• Waking Up in New York

    Date posted: September 30, 2009 Author: jolanta
    Since the age of four, Nino Korinteli has been following a calling. From a childhood pastel portrait of her dog to her latest exhibit at the Broadway Gallery NYC, she has been constantly creating and expressing herself artistically.

    Logan Riley

    Since the age of four, Nino Korinteli has been following a calling. From a childhood pastel portrait of her dog to her latest exhibit at the Broadway Gallery NYC, she has been constantly creating and expressing herself artistically. Korinteli’s life-long journey of personal and artistic growth has allowed for the emergence of a remarkable body of work.

    Her new show, On the Road, shows the artist taking a new turn in her work, reflecting a new page in her life and new ideas that demand expression. Following the process of drawing and painting over photographs, Korintelli shows the viewer how she views what they see in their everyday life. “And then I saw what in fact I had been seeing every time I traveled,” Korintelli says, “and realized that these absurd, irrational sites undervalued by passengers inside the train, have a very strong identity, and sense of belonging here.”
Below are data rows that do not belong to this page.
PR #3157, opened 2024-03-04
CASSANDRA-19355: Accord: PreLoadContext must properly and consistently support ranges

dcapwell:


src/java/org/apache/cassandra/schema/TableId.java
```diff
@@ -50,7 +51,8 @@
 public class TableId implements Comparable<TableId>
 {
     public static final long MAGIC = 1956074401491665062L;
-    // TODO: should this be a TimeUUID?
```
dcapwell, line 46: FYI TCM moved away from time uuid so ids are deterministic now... so this comment doesn't make sense with TCM

src/java/org/apache/cassandra/service/accord/AccordMessageSink.java
```diff
@@ -222,7 +222,7 @@ public void send(Node.Id to, Request request)
         Preconditions.checkNotNull(verb, "Verb is null for type %s", request.type());
         Message<Request> message = Message.out(verb, request);
         InetAddressAndPort endpoint = endpointMapper.mappedEndpoint(to);
-        logger.debug("Sending {} {} to {}", verb, message.payload, endpoint);
```
dcapwell: this is super dense / verbose and slows things down and makes real bugs hard to find in the logs...

src/java/org/apache/cassandra/service/accord/AccordSafeCommandsForRanges.java
```diff
@@ -0,0 +1,128 @@
...
+import java.util.Objects;
+
+import accord.primitives.Range;
+import accord.primitives.Ranges;
+import accord.primitives.TxnId;
+import accord.utils.async.AsyncChains;
+import accord.utils.async.AsyncResult;
+import org.apache.cassandra.utils.Pair;
+
+public class AccordSafeCommandsForRanges implements AccordSafeState<Range, CommandsForRanges>
```
dcapwell, line 31: since `CommandsForRanges` is immutable and we don't support adding to it atm, this class isn't 100% needed... but figure if we did want to think about caching we would need this, so better to plumb it in now

src/java/org/apache/cassandra/service/accord/AccordStateCache.java
```diff
@@ -278,13 +303,36 @@ public Instance(
...
+            if (!listeners.remove(l))
+                throw new AssertionError("Listener was not registered");
+            if (listeners.isEmpty())
+                listeners = null;
+        }
+
         public Stream<AccordCachingState<K, V>> stream()
         {
             return cache.entrySet().stream()
-                        .filter(e -> keyClass.isAssignableFrom(e.getKey().getClass()))
```
dcapwell: we were matching multiple instances due to CFK stuff having the same type key...

src/java/org/apache/cassandra/service/accord/AccordStateCache.java
```diff
@@ -295,6 +343,11 @@ public S acquireOrInitialize(K key, Function<K, V> valueFactory)
                 node = nodeFactory.create(key, index);
                 node.initialize(valueFactory.apply(key));
                 cache.put(key, node);
+                if (listeners != null)
+                {
+                    AccordCachingState<K, V> finalNode = node;
```
dcapwell, line 349: hopefully java 17 removes the requirement to copy this... =(

src/java/org/apache/cassandra/service/accord/serializers/AccordRoutingKeyByteSource.java
```diff
@@ -0,0 +1,244 @@
...
+import org.apache.cassandra.schema.TableId;
+import org.apache.cassandra.service.accord.api.AccordRoutingKey;
+import org.apache.cassandra.utils.ByteArrayUtil;
+import org.apache.cassandra.utils.bytecomparable.ByteComparable;
+import org.apache.cassandra.utils.bytecomparable.ByteSource;
+import org.apache.cassandra.utils.bytecomparable.ByteSourceInverse;
+
+import static org.apache.cassandra.service.accord.api.AccordRoutingKey.RoutingKeyKind.SENTINEL;
+
+public class AccordRoutingKeyByteSource
```
dcapwell, line 40: names are hard...

test/unit/org/apache/cassandra/repair/FuzzTestBase.java
```diff
@@ -540,27 +528,11 @@ private static RepairOption repairOption(RandomSource rs, Cluster.Node coordinat
     {
         RepairType type = repairTypeGen.next(rs);
         PreviewType previewType = previewTypeGen.next(rs);
-        boolean accordRepair = type == RepairType.FULL && previewType == PreviewType.NONE ? rs.nextBoolean() : false;
         List<String> args = new ArrayList<>();
         args.add(ks);
         List<String> tables = tablesGen.next(rs);
         args.addAll(tables);
-        if (accordRepair)
```
dcapwell: this was adding non-deterministic behavior to repair tests.  I spoke with Ariel about this and also pointed out that the new accord logic is blocking (repair expects async)... I didn't want to tackle fixing this logic so just removing this for now to keep CI stable...

we will need to fix the accord repair logic as it can cause perf regressions for repair

test/unit/org/apache/cassandra/service/accord/AccordKeyspaceTest.java
```diff
@@ -97,4 +134,157 @@ public void serde()
...
+        var partitionGen = fromQT(CassandraGenerators.partitioners());
+
+        var sstableFormats = DatabaseDescriptor.getSSTableFormats();
+        List<String> sstableFormatNames = new ArrayList<>(sstableFormats.keySet());
+        sstableFormatNames.sort(Comparator.naturalOrder());
+
+        List<String> memtableFormats = MemtableParams.knownDefinitions().stream()
+                                                     .filter(name -> !name.startsWith("test_") && !name.equals("default"))
+                                                     .sorted()
+                                                     .collect(Collectors.toList());
```
dcapwell, line 151: I honestly added this because I found data loss once we hit SSTables... turns out internal write logic doesn't do enough validation (as we do this in CQL) so we can write to Memtable, but this gets filtered out when we write to SSTables...  Testing the different formats only came in after to help me debug this issue... and figured its nice to do this anyways =)

test/unit/org/apache/cassandra/service/accord/AccordKeyspaceTest.java
```diff
@@ -97,4 +134,157 @@ public void serde()
...
+                    }
+                }
+                if (pk != null)
+                {
+                    try
+                    {
+                        // using Mutation directly (what we do in Accord) can break when user data is too large; leading to data loss
+                        // The memtable will allow the write, but it will be dropped when writing to the SSTable...
+                        //TODO (now, correctness): since we store the user token + user key, if a key is close to the PK limits then we could tip over and loose our CFK
+//                        new Mutation(AccordKeyspace.getCommandsForKeyPartitionUpdate(store, pk, 42, ByteBufferUtil.EMPTY_BYTE_BUFFER)).apply();
```
dcapwell, line 207: this is the logic CFK uses, but this can cause problems down the road.  For this test these keys are filtered out and CQL is used directly to avoid these issues...

There is a task to fix CFK to not have size limits that different than normal CQL

src/java/org/apache/cassandra/service/accord/AccordKeyspace.java
```diff
@@ -191,6 +203,15 @@ public class AccordKeyspace
 
     private static final ClusteringIndexFilter FULL_PARTITION = new ClusteringIndexSliceFilter(Slices.ALL, false);
 
+    //TODO (now, performance): should this be partitioner rather than TableId?  As of this patch distributed tables should only have 1 partitioner...
+    private static final ConcurrentMap<TableId, AccordRoutingKeyByteSource.Serializer> TABLE_SERIALIZERS = new ConcurrentHashMap<>();
```
belliottsmith, line 207: this is primarily a read-cache, so it might be nice to optimise for this and not have the weight and cost of a concurrent hash map on read (e.g. CoW the whole map but use an Object2Object open hash map). 

We should also avoid infinite state growth under schema changes, so it should either periodically be cleared, or have entries removed when tables are dropped, or on update should clear any stale entries (if we're doing CoW this is prob my favoured approach).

    Making her way in New York, the Georgia-born artist presents her latest work, which documents one of the most famous cities in the world. What separates these from most NYC pictures? They do not pay tribute. Korinteli portrays New York through the eyes of an outsider, refusing to gawk and get lost in Western geographical myths. The pictures are cold and realistic, yet simultaneously alluring and dreamlike. They beckon with a sense of danger and mystery—daring you to discover the true city that lies beneath our everyday perspectives.

    After having a discussion about her new home at the On the Road opening, I was able to see the correlation between her emotions toward the city and the landscapes on the walls. Her first impression of her new home was the stark, dirty façade: an unfriendly and unyielding vision. But over time she saw beyond the grime to the restlessness and the anxiety that run through the veins of New York, charging it with an energy that most cities lack.

    Her photo-paintings surrounded us on the gallery walls, with rooftops and other iconic New York impressions inspiring the same feeling as the city itself. The body of work appears stark and gray at first glance, then a sudden glimpse of color slips into the viewer’s subconsciousness. A visual representation of what she calls the noise that “would wake you up even if you were dead and you would hurry to flow into this huge organism, to live for life’s sake and enjoy it.” It may not feel like her new home, she says, but she can’t deny the freedom, the lightness, that the city breathes in spirit above the dirt.

    Creating what she calls a mix between the artist’s vision and pure documentary, with On the Road Nino Korinteli strips New York bare for all to see with moving photographs that entrap and inspire. Are you ready to find the real New York?